• **THE TASK**
Using the data below, copy out all lines with the word "CreateActiveStorageTables".

[Dataset entries]

PR #196, opened 2020-01-17
Hyacinth 385 hiding permission restricted ui elements

elohanlon:


app/javascript/hyacinth_ui_v1/components/digital_objects/preserve_publish/PreservePublish.js
```diff
@@ -23,19 +24,22 @@ function PreservePublish(props) {
   if (digitalObjectError) return (<GraphQLErrors errors={digitalObjectError} />);
   const { digitalObject } = digitalObjectData;
 
-  return (
-    <DigitalObjectInterface digitalObject={digitalObject}>
-      <TabHeading>
-        Preserve / Publish
-      </TabHeading>
+  const canUpdateObject = digitalObjectAbility.can('update_objects', { primaryProject: digitalObject.primaryProject, otherProjects: digitalObject.otherProjects });
```
barmintor: Why doesn't it use the Can component here?

elohanlon: The `<Can>` component can only handle single subject checks, but we're checking against both the primary project and array of projects.  It's the same reason why we couldn't use `<ProtectedRoute>` for digital object project-related checks.  We could create a <DigitalObjectCan> component if you and @cgalarza like the sound of that.  If good, I can create a ticket for that for future refactoring.

cgalarza: It would be nice, but i don't think it's necessary. Up to you guys.

PR #200, opened 2020-01-22
Rails 6

elohanlon:
Ready for review and local browser testing.


config/environments/deployed.rb
```diff
@@ -26,26 +24,23 @@
   # Apache or NGINX already handles this.
   config.public_file_server.enabled = ENV['RAILS_SERVE_STATIC_FILES'].present?
 
-  # Compress JavaScripts and CSS.
-  config.assets.js_compressor = :uglifier
+  # Compress CSS using a preprocessor.
```
cgalarza: Do we not need to define the js_compressor? Or does it default to something we like?

config/environments/development.rb
```diff
@@ -1,8 +1,6 @@
 # frozen_string_literal: true
 
 Rails.application.configure do
-  # Verifies that versions and hashed value of the package contents in the project's package.json
-  config.webpacker.check_yarn_integrity = true
```
cgalarza: We don't need this anymore? or is this flag set somewhere else?

db/migrate/20200109190635_create_active_storage_tables.active_storage.rb
```diff
@@ -1,5 +1,5 @@
 # This migration comes from active_storage (originally 20170806125915)
-class CreateActiveStorageTables < ActiveRecord::Migration[5.2]
+class CreateActiveStorageTables < ActiveRecord::Migration[6.0]
```
cgalarza: Is it okay to just change the version like that? Or should we squash all the migrations?

config/environments/deployed.rb
elohanlon: Good question.  The absence of a js_compressor setting is the default for new Rails 6 apps and seems to be unnecessary, so that's why I removed it.  I think it's okay because we're handling js compilation via yarn.  I should test deployment though, to ensure that this won't be a problem.  I'll follow up with another comment after that test!

elohanlon: So interestingly enough, the latest rails docs say:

• **RESPONSE BELOW**
-class CreateActiveStorageTables < ActiveRecord::Migration[5.2]
+class CreateActiveStorageTables < ActiveRecord::Migration[6.0]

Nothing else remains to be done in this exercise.